> Directions for this task:
Number of lines below with the word "CatGifHalogenHooks": state it and write nothing more.

---+---

PR #296, opened 2022-08-10
Format repository with purs-tidy

andys8:
With the goal of consistent formatting and import order across examples the repository is formatted with `purs-tidy`, a dependency and the configuration are added to the repository. Asked upfront if a change like this makes sense and am open to apply changes to `.tidyrc.json` if they're prefered.

## Changes

* Initial repository formatting (`make format`)
* `make formatCheck` command is added and executed on CI

PR #298, opened 2022-08-10
Update 21 react examples to v18

andys8:
Updated react hooks examples to render in `#root` to avoid `body` warning and use new `createRoot` function to avoid deprecation warning.

* Two examples had a different `index.html`
* The component is now consistently `mkApp :: Component {}` in all examples
* Only [`RoutingPushReactHooks`](https://github.com/JordanMartinez/purescript-cookbook/pull/298/commits/aab6f09916d3371cb1f22ff3df700f68f3bbaf09#diff-0f8a853cb9c5828d673267088d4a59779d9fb7d1816a2b1e721a17b53a08e812R43) has a different `main` function because of `routerProvider` with `ReaderT`
* Tiny line break improvements (e.g. one line lets)

## Examples

- [x] HelloReactHooks (updated in previous PR https://github.com/JordanMartinez/purescript-cookbook/pull/294)
- [x] BookReactHooks
- [x] ButtonsReactHooks
- [x] CardsReactHooks
- [x] CatGifsReactHooks
- [x] ClockReactHooks
- [x] ComponentsInputReactHooks
- [x] ComponentsMultiTypeReactHooks
- [x] ComponentsReactHooks
- [x] DragAndDropReactHooks
- [x] FileUploadReactHooks
- [x] FormsReactHooks
- [x] GroceriesReactHooks
- [x] ImagePreviewsReactHooks
- [x] NumbersReactHooks
- [x] PositionsReactHooks
- [x] RoutingHashReactHooks
- [x] RoutingPushReactHooks
- [x] ShapesReactHooks
- [x] TextFieldsReactHooks
- [x] TicTacToeReactHooks
- [x] TimeReactHooks

## Related

* Based on / merge after https://github.com/JordanMartinez/purescript-cookbook/pull/296
* Package set in sync with https://github.com/purescript/trypurescript/pull/294 (`createRoot`)

## Review

Actual diff (without formatting PR) can be better viewed by [comparing this and the base branch](https://github.com/andys8/purescript-cookbook/compare/improvement/format-purs-tidy...andys8:purescript-cookbook:update-react-examples-to-v18)

### DIFF
--- a/packages.dhall
+++ b/packages.dhall
@@ -1,6 +1,6 @@
 let upstream =
-      https://github.com/purescript/package-sets/releases/download/psc-0.15.4-20220723/packages.dhall
-        sha256:efb50561d50d0bebe01f8e5ab21cda51662cca0f5548392bafc3216953a0ed88
+      https://github.com/purescript/package-sets/releases/download/psc-0.15.4-20220808/packages.dhall
+        sha256:60eee64b04ca0013fae3e02a69fc3b176105c6baa2f31865c67cd5f881a412fd
 
 let overrides = {=}
 
--- a/recipes/BookReactHooks/spago.dhall
+++ b/recipes/BookReactHooks/spago.dhall
@@ -10,6 +10,7 @@
   , "react-basic-dom"
   , "react-basic-hooks"
   , "web-html"
+  , "web-dom"
   ]
 , packages = ../../packages.dhall
 , sources = [ "recipes/BookReactHooks/src/**/*.purs" ]
--- a/recipes/BookReactHooks/src/Main.purs
+++ b/recipes/BookReactHooks/src/Main.purs
@@ -9,14 +9,14 @@ import Data.Either (Either(..))
 import Data.Maybe (Maybe(..))
 import Effect (Effect)
 import Effect.Exception (throw)
-import React.Basic.DOM (render)
 import React.Basic.DOM as R
+import React.Basic.DOM.Client (createRoot, renderRoot)
 import React.Basic.Hooks (Component, component)
 import React.Basic.Hooks as React
 import React.Basic.Hooks.Aff (useAff)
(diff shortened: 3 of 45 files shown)


JordanMartinez:
Things left to do here:
- [ ] Fix merge conflicts
- [ ] Fix Try PS issue with react: https://github.com/purescript/trypurescript/pull/294#issuecomment-1213615468

ptrfrncsmrph:
> The component is now consistently `mkApp :: Component {}` in all examples

I started using `Component Unit` in some of the later recipes I added after seeing that's how [Madeline defined `Component`s that take no props](https://github.com/megamaddu/purescript-react-basic-hooks/blob/main/docs/getting-started.md#rendering-your-first-component). I think I had been using `{}` for empty props because I had assumed that props needed to be a record. That said, I don't think there are established idioms here, and I don't know of any reason to prefer `Unit` over `{}` so no need to change it.

ptrfrncsmrph (approved):

JordanMartinez:
> I don't know of any reason to prefer Unit over {} so no need to change it.

Perhaps because `Unit` used to be an empty record, so they were the same thing at runtime?
[Unit's runtime was changed to `undefined`](https://github.com/purescript/purescript-prelude/issues/266) because functions that returned `Unit` (i.e. `{}`) were slower than those that returned `undefined`. We guessed it had something to do with the allocation of an empty record that is immediately thrown away.

andys8:
I think in PureScript one can use anything as props. From a react perspective props are a key value pairs and can be represented as html attributes. Therefore the empty record/object seems a bit more idiomatic than unit, undefined or null to me.

I'd be open to changing if there is a reason to do so, but I think we're good to go as is :)

JordanMartinez (approved):
@andys8 Thank you so much for all your work on both this repo and in the Try PS repo.

PR #304, opened 2023-08-10
Replace giphy API with dog API in `CatGifReactHooks` and `CatGifHalogenHooks` recipes

pete-murphy:
Fixes #297 

`CatGifReactHooks` is now `DogImagesReactHooks`
`CatGifHalogenHooks` is now `DogImagesHalogenHooks`

### Screen recordings

Halogen

https://github.com/JordanMartinez/purescript-cookbook/assets/26548438/c0b94fcc-d4a2-42fe-941b-c7daa707fcc6

React

https://github.com/JordanMartinez/purescript-cookbook/assets/26548438/9f026baf-ed94-4d30-8595-424fce5df7c7

PR #305, opened 2023-08-11
CI: Bump Node version to latest LTS

pete-murphy:
Seeing the following error in the CI build for #304 
```
=== Building HelloLog for the web browser backend ===
/home/runner/work/purescript-cookbook/purescript-cookbook/node_modules/@parcel/utils/lib/index.js:37573
    #getIndex(item) {
             ^

SyntaxError: Unexpected token '('
```
`#getIndex` is using relatively new [private class field](https://developer.mozilla.org/en-US/docs/Web/JavaScript/Reference/Classes/Private_class_fields) syntax. According to MDN, that should be valid in Node v12 so I'm not sure why this is failing with a syntax error. Trying to bump to v18 to see if that helps.

### DIFF
--- a/.github/workflows/tests.yml
+++ b/.github/workflows/tests.yml
@@ -23,7 +23,7 @@ jobs:
       - name: Set up Node toolchain
         uses: actions/setup-node@v1
         with:
-          node-version: "12.x"
+          node-version: "18.x"
 
       - name: Cache NPM dependencies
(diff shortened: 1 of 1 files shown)


pete-murphy:
I'll go ahead and merge this, just a version bump that appears to fix CI following a breaking change in `parcel`

PR #2619, opened 2022-11-10
GitHub actions: Enable automated dependency review.

demiankatz:


demiankatz:
@EreMaijala, as a follow-on to #2617, I'm adding this action to check for vulnerable dependencies. According to the documentation, it should support PHP/Composer and Javascript/NPM. It's not finding any vulnerabilities right now, so it's a little hard to tell if it's actually working, but since there's nothing really to configure except to turn it on, I assume it is.

I also notice that there are pre-built workflows for eslint and some other tools; I wonder if it would make sense at some point for us to separate the code review tasks from the test tasks, as it would simplify our matrix a bit. No rush on that, though, just something to think about!

EreMaijala (approved):
`npm update` is currently reporting some issues, but as far as I've understood the dependency review only checks for changes that would introduce new ones, and obviously adding the review doesn't introduce any new issues.

demiankatz:
Thanks, @EreMaijala, that makes sense... I just thought there was some possibility that the first time it ran, it might consider all dependencies to be new... Probably for the best that it isn't working like that!

Maybe it's worth doing some general dependency updating in the near future to give it some exercise. My last round of dependency updates stalled out when I ran into annoying new conflicts between php-cs-fixer and PHP CodeSniffer, but that's no reason to avoid updating other dependencies.

PR #2620, opened 2022-11-10
Prevent duplicate bib_id values in Solr for course reserves

damien-git:
Currently, when a course has several items in the same instance in FOLIO, the number of items returned for a search does not match the number of returned instances when the user clicks on a course. This is because of duplicate values for bib_id in Solr (one for each item instead of one for each instance). This fix prevents the duplicates, which fixes the issue with the number of items.


demiankatz (approved):
Thanks for the fix!

PR #2622, opened 2022-11-10
Folio: optimized course reserve lookup

damien-git:
Currently the Folio driver is slow to find reserve information in findReserves(). This is mostly because for each reserve item, it looks for the item, the holdings and the instance in Folio. This is not necessary because we can use the returned copiedItem.instanceId or copiedItem.instanceHrid, depending on getBibIdType().
After this optimization, indexing the course reserves takes a third of the time it took before.

### DIFF
--- a/module/VuFind/src/VuFind/ILS/Driver/Folio.php
+++ b/module/VuFind/src/VuFind/ILS/Driver/Folio.php
@@ -1463,16 +1463,17 @@ class Folio extends AbstractAPI implements
     public function findReserves($course, $inst, $dept)
     {
         $retVal = [];
+        $idType = $this->getBibIdType();
 
         // Results can be paginated, so let's loop until we've gotten everything:
         foreach ($this->getPagedResults(
             'reserves',
             '/coursereserves/reserves'
         ) as $item) {
-            try {
-                $bibId = $this->getBibId(null, null, $item->itemId);
-            } catch (\Exception $e) {
-                $bibId = null;
+            if ($idType == 'hrid') {
+                $bibId = $item->copiedItem->instanceHrid ?? null;
+            } else {
+                $bibId = $item->copiedItem->instanceId ?? null;
             }
             if ($bibId !== null) {
                 $courseData = $this->getCourseDetails(


demiankatz:
Thanks, @damien-git, this is great! The driver course reserves code was originally developed prior to the 1.0.0 release of mod-courses, and I'm not sure if the copiedItem elements existed at that time (though it's also entirely possible I just overlooked them)... either way, it looks like they've been there since the first official release, so this seems like a safe and obvious improvement.

module/VuFind/src/VuFind/ILS/Driver/Folio.php
```diff
@@ -1463,16 +1463,17 @@ protected function getInstructorIds($courseListingId)
...
         // Results can be paginated, so let's loop until we've gotten everything:
         foreach ($this->getPagedResults(
             'reserves',
             '/coursereserves/reserves'
         ) as $item) {
-            try {
-                $bibId = $this->getBibId(null, null, $item->itemId);
-            } catch (\Exception $e) {
-                $bibId = null;
+            if ($idType == 'hrid') {
```
demiankatz, line 1473: If you wanted to make this even more concise, you could consider something like:

```
$idProperty = $this->getBibIdType() === 'hrid' ? 'instanceHrid' : 'instanceId';
$bibId = $item->copiedItem->$idProperty ?? null;
```

demiankatz (changes requested):
Before merging this, it occurred to me that it could be simplified... but if you dislike my suggestion, feel free to say so, and I'm happy to merge as-is. :-)

module/VuFind/src/VuFind/ILS/Driver/Folio.php
damien-git: Works for me, please edit as you like.

demiankatz: Thanks! It looks like I don't have write access to this branch, so I can't make changes directly. If you'd like me to, then please give me access. If not, I can just modify as part of the merge-to-dev process. Either way, I'm currently waiting to get some course data set up in my local test environment, and I'll give this a closer look once that's ready.

demiankatz:
@damien-git, it seems like the remaining huge problem here is that retrieving the instructor data requires iterating through all the courses. My test environment has 6,000+ courses, and so it takes hours. I wonder if there are any plans to offer a better option here (or if there's already something we could do to improve performance). As it is, I still haven't been able to test this, because my last attempt got interrupted by a network outage, and I don't have enough time left today to start over again.

demiankatz:
Thanks again, @damien-git. I was finally able to test this properly and it looks good, so I'm merging my simplified version as commit https://github.com/vufind-org/vufind/commit/82daaf82ef8568f7fd9e26c18839dab7888070c0.

damien-git:
@demiankatz Sorry about the permission, I thought I already granted it earlier. You are right that there are still loops, and maybe it could be further optimized.

demiankatz:
Thanks, @damien-git! Regarding the instructor loop, I eventually ended up adding caching logic to the driver so that when my tests got interrupted, I could resume from where I left off instead of having to start over. I didn't keep this code after I was finished testing, but maybe some degree of configurable caching might be useful as a future feature. I'm happy to share what I did if there's any interest, but I also feel that introducing a cache in this context could cause problems if the expiration time were not tuned correctly.

PR #2623, opened 2022-11-11
Increase flexibility in batch import marc script extension matching

meganschanz:
Currently the batch import marc scripts match files ending in .xml and .mrc. This update includes the additional common MARC extension, .marc, as well as adding in case-insensitive matching on the extension. So for example, now .XML and .MARC will now both be included and processed by the import scripts.

In the windows .bat scripts, the additional extension was added, but was not tested since I am not on a Windows environment. Those scripts should already include case-insensitive matching.

For context, we (The Michigan State University Libraries) are receiving MARC files from EBSCO with the .marc extension and authority files we receive from Backstage have a .MRC extension. So we thought it would be simpler to make the import script more flexible rather than rename the files every time we receive them from both places.

### DIFF
--- a/harvest/batch-import-marc-auth.bat
+++ b/harvest/batch-import-marc-auth.bat
@@ -102,7 +102,7 @@ md %BASEPATH%\processed
 :processedfound
 
 rem Process all the files in the target directory:
-for %%a in (%BASEPATH%\*.xml %BASEPATH%\*.mrc) do (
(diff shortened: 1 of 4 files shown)


demiankatz (approved):
Thanks, @meganschanz, this is a great enhancement!

demiankatz:
(I've tested under Windows and Linux to confirm that it works as expected in both environments).

PR #2625, opened 2022-11-15
Set TranslatableString::displayString default value as an empty string

LuomaJuha:
Using null in php 8.1 gives dep notice when passed into explode.

### DIFF
--- a/module/VuFind/src/VuFind/I18n/TranslatableString.php
+++ b/module/VuFind/src/VuFind/I18n/TranslatableString.php
@@ -50,10 +50,12 @@ class TranslatableString implements TranslatableStringInterface
      *
      * @var string
      */
-    protected $displayString;
+    protected $displayString = '';
 
     /**
      * Whether translation is allowed
+     *
+     * @var bool
      */
     protected $translatable;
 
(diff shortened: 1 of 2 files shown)


module/VuFind/src/VuFind/I18n/TranslatableString.php
```diff
@@ -50,10 +50,12 @@ class TranslatableString implements TranslatableStringInterface
      *
      * @var string
      */
-    protected $displayString;
+    protected $displayString = '';
```
demiankatz, line 53: I didn't think it was necessary to initialize a property that is initialized by the constructor. Did adding this specifically change something?

LuomaJuha: Oh, actually I must've been wrong with this one. Was doing a second task at the same time and mixed them up.

demiankatz: If you don't mind reverting this unnecessary change, we can at least merge the rest to add the missing annotation!

LuomaJuha: Will convert this to draft and find the real culprit.

LuomaJuha: Seems like someone is actually putting a null variable into the translate function and it starts to fill the php_error.log with dep notices in our end. Will need to find the culprit there. Sorry for the confusion!

PR #2626, opened 2022-11-15
CookieConsent: Do not pass null description into translate function

LuomaJuha:
@demiankatz this was the real culprit it seems.


EreMaijala (approved):
Description should always be specified in the configuration, but this can still happen.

---+---

> Response box:
2